Apache HTTP Server

Friday March 02, 2012

New in httpd 2.4: If, ElseIf, and Else

Over the coming weeks, I'm going to be writing several articles about new features in Apache httpd 2.4. To me the most compelling reason to upgrade to Apache 2.4 today is the <If> directive, so that's where I'll start.

Related documentation:

This is something that people have been asking for since the very first day I was involved in Apache stuff - the ability to insert conditional statements in configuration files. And now that it's here, it's everything we wanted. Even a bit more.

The <If> directive may be used in all contexts (server config, virtual host, directory, .htaccess) and is evaluated at request time to effect the behavior of the server.

Some of the things you might use this directive for, you've been using mod_rewrite for up until now, so one of the side-effects of this directive is that we can reduce our reliance on mod_rewrite's complex syntax for common situations. Over the coming months, more examples will be added to the documentation, and we'll have a recipe section with many of the same sorts of scenarios that are in the mod_rewrite recipe section.

Let's start with a few simple examples so that you can see how it might be used. Consider a case where you have a website, www.wooga.com, and you want to compel people to use the www prefix for all requests. In the distant past, you may have used mod_rewrite for this, but here it is stated more clearly with the If directive:

<If "req('Host') != 'www.wooga.com'">
    RedirectMatch (.*) http://www.wooga.com$1

In plain language, that says "if the host request header isn't www.wooga.com, redirect the request to www.wooga.com."

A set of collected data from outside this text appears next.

PR #1222, opened 2019-12-18
Note that 2.0.0 requires Python 3.6+

ashb:
The requirement is explicitly added in 2.1.12, but `f"${strings}"` have been
in use since e0f0e06


dpgaspar:
Top! thank you @ashb

PR #1239, opened 2020-01-15
[securitymanager] make userstatschartview optional

mistercrunch:
@dpgaspar let me know what you think, I was looking for a way to disable this view in Superset


dpgaspar:
tested it on SupersetSecurityManager and looks good `userstatschartview = None`

PR #1242, opened 2020-01-15
[security] Set JWT user on flask g

dpgaspar:
Set JWT auth user load to be set on flask `g`


CameronNemo:
You may want to test the AuditMixin with the API. I was having issues with it before so just opted not to use the mixin. This looks like it could fix the problem I noticed.

dpgaspar:
Great @CameronNemo, thanks for the feedback. Still not happy with this solution, but I'll push this forward

PR #1243, opened 2020-01-16
Fix, do not panic on unimplemented ordering

CameronNemo:
Sometimes a column cannot be ordered, and the app panics. This gives a friendly warning and renders the list without the ordering applied.


CameronNemo:
Wish I could remember what triggered these panics. IIRC it was the use of formatters_columns or maybe the renders decorator?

In fact, most of the commonest uses of mod_rewrite can now be replaced with the If directive, making them easier to read, and, therefore, less prone to error, and the redirect looping that so often plagues RewriteRule-based solutions.

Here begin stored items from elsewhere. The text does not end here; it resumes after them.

PR #1511, opened 2025-02-15
Add LÖVR

bjornbytes:
LÖVR uses Jolt now!  Thank you for creating this library 💜

### DIFF
--- a/Docs/ProjectsUsingJolt.md
+++ b/Docs/ProjectsUsingJolt.md
@@ -7,6 +7,7 @@
 * [Horizon Forbidden West](https://www.playstation.com/en-us/games/horizon-forbidden-west/) - An open world action RPG adventure.
 * [HypeHype](https://www.hypehype.com/) - A mobile app to create, remix and play games. See [this](https://twitter.com/SebAaltonen/status/1726871354228482237) X post.
 * [Light Tracer Render](https://lighttracer.org/) - A rendering tool, uses Jolt for object placement. See [this](https://lighttracer.org/blog/light-tracer-render-2-4-0/) announcement.
+* [LÖVR](https://lovr.org) - A Lua VR framework.  See [this](https://lovr.org/docs/v0.18.0) release announcement.
 * [The Mirror](https://themirror.space/) - A game development platform designed to empower developers and artists with real-time, limitless creativity. See [this](https://twitter.com/themirrorgdp/status/1718019599361323023?s=20) X post.
 * [NeoAxis Engine](https://www.neoaxis.com/) - A 3D game engine. See [this](https://www.neoaxis.com/news/neoaxis_engine_2023_1_released) announcement.
 * [Sceneri](https://www.sceneri.com/) - A mobile app for creating and sharing 3D games and experiences. See [this](https://www.sceneri.com/blog/2023-07-27-jolt-physics-bringing-sceneris-worlds-to-life) blog post.


jrouwe:
Thanks, that's very cool! It has been quite a project I see (about a year)! I'd be interested to know what kind of things you ran into and if there's missing documentation / unintuitive APIs etc.

bjornbytes:
Initially Jolt was a challenge to integrate, since the C bindings were immature.  But we contributed a lot of features to Jolt-Physics-Sharp and eventually it got split off into joltc, which is now very comprehensive and self-contained.  (Thanks to @amerkoleci for merging all my PRs!)

A lot of Jolt features I was missing got added over time: EmptyShape, PlaneShape, triangle index for raycasts.

Probably the hairiest part of Jolt was managing all of the shapes.  Conceptually, LÖVR models physics bodies as having a list of shapes attached to them.  The shapes can each have an offset, and the body can have a custom mass/COM.  Whenever someone adds/removes a shape, or adjusts the mass stuff, we have to do a bunch of gymnastics: promote to a `MutableCompoundShape` if needed, switch to an `EmptyShape` if last shape was removed, wrap in an `OffsetCenterOfMassShape` to preserve their custom center of mass if needed, notify all the joints if COM changed, etc. etc.  There's a bit of a combinatorial explosion of cases that need to be handled to keep things consistent, and I'm still not sure that I got it all right, see [here](https://github.com/bjornbytes/lovr/blob/0ab47ba8f13a06419588d6a4c295ab58f20aea59/src/modules/physics/physics.c#L1029-L1060) for an example in the `lovrColliderAddShape` function.  Part of me wishes that Jolt modeled bodies as having a list of shapes, and that the compound/decorator shapes weren't necessary, but it would be less flexible, make structs bigger, and I imagine this design is necessary due to thread safety.

Also, having a small library size was really important.  I did some measurements and found that the object stream was inflating code size a lot, but then you added `ENABLE_OBJECT_STREAM` a few days later :smile:.  Currently, LÖVR also doesn't use characters, vehicles, ragdolls, or soft body, and it would be nice to have the option of disabling those to save some size.  I wasn't able to figure out how to yank them out cleanly though, and it didn't seem like the savings were going to be as impressive as object stream, so I moved on.

But overall, Jolt has been really great!

amerkoleci:
> Initially Jolt was a challenge to integrate, since the C bindings were immature. But we contributed a lot of features to Jolt-Physics-Sharp and eventually it got split off into joltc, which is now very comprehensive and self-contained. (Thanks to @amerkoleci for merging all my PRs!)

For more complex scenarios, there's also <ElseIf> and <Else> directives, so that you can create multi-step if ... elseif ... elseif ... else logic flows in your configuration files.

These directives may be used in any scope - main configuration, virtual hosts, directories, or .htaccess files - and so give you significantly more power for conditional configurations than you ever had before.

The term in the If statement can be any request header ($req) or environment variable ($env), or many other values. Expressions in these comparisons can be fairly complicated, as they can use the new expression syntax which is another major enhancements in httpd 2.4, and an article for another day.

As with many features that are brand new in 2.4, you can expect more detailed official documentation in the near future, complete with many examples. For now, I'd encourage you to study the expression syntax documentation, and experiment.